[Listed entries]
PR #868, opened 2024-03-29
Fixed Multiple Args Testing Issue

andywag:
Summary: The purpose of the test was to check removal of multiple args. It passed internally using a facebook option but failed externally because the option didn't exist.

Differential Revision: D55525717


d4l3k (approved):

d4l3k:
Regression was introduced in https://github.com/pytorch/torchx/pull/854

[Exercise]
Which lines run from the one containing "Fixed Multiple Args Testing Issue" through the end of the material? Output them exactly.

[Answer area]
Fixed Multiple Args Testing Issue

andywag:
Summary: The purpose of the test was to check removal of multiple args. It passed internally using a facebook option but failed externally because the option didn't exist.

Differential Revision: D55525717


d4l3k (approved):

d4l3k:
Regression was introduced in https://github.com/pytorch/torchx/pull/854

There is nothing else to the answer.